(Saved entries)
◆ ◆ ◆ ◆ ◆

PR #28, opened 2011-05-05
Fix Ternary operator result order in Orm / Observer / createdat & updatedat

kurtmilam:
Details: http://fuelphp.com/forums/topics/view/1425

This is my first pull request on GitHub. Hope I didn't screw anything up.

If so, please be gentle :-)

### DIFF
--- a/classes/observer/createdat.php
+++ b/classes/observer/createdat.php
@@ -21,8 +21,8 @@ class Observer_CreatedAt extends Observer {
 
 	public function before_insert(Model $obj)
 	{
-		$obj->{static::$property} = static::$mysql_timestamp ? \Date::time()->format('mysql') : \Date::time()->get_timestamp();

◆ ◆ ◆ ◆ ◆

# THE PROBLEM:
Down to the last line, repeat the data exactly.

# TASK ANSWER:
PR #28, opened 2011-05-05
Fix Ternary operator result order in Orm / Observer / createdat & updatedat

kurtmilam:
Details: http://fuelphp.com/forums/topics/view/1425

This is my first pull request on GitHub. Hope I didn't screw anything up.

If so, please be gentle :-)

### DIFF
--- a/classes/observer/createdat.php
+++ b/classes/observer/createdat.php
@@ -21,8 +21,8 @@ class Observer_CreatedAt extends Observer {
 
 	public function before_insert(Model $obj)
 	{
-		$obj->{static::$property} = static::$mysql_timestamp ? \Date::time()->format('mysql') : \Date::time()->get_timestamp();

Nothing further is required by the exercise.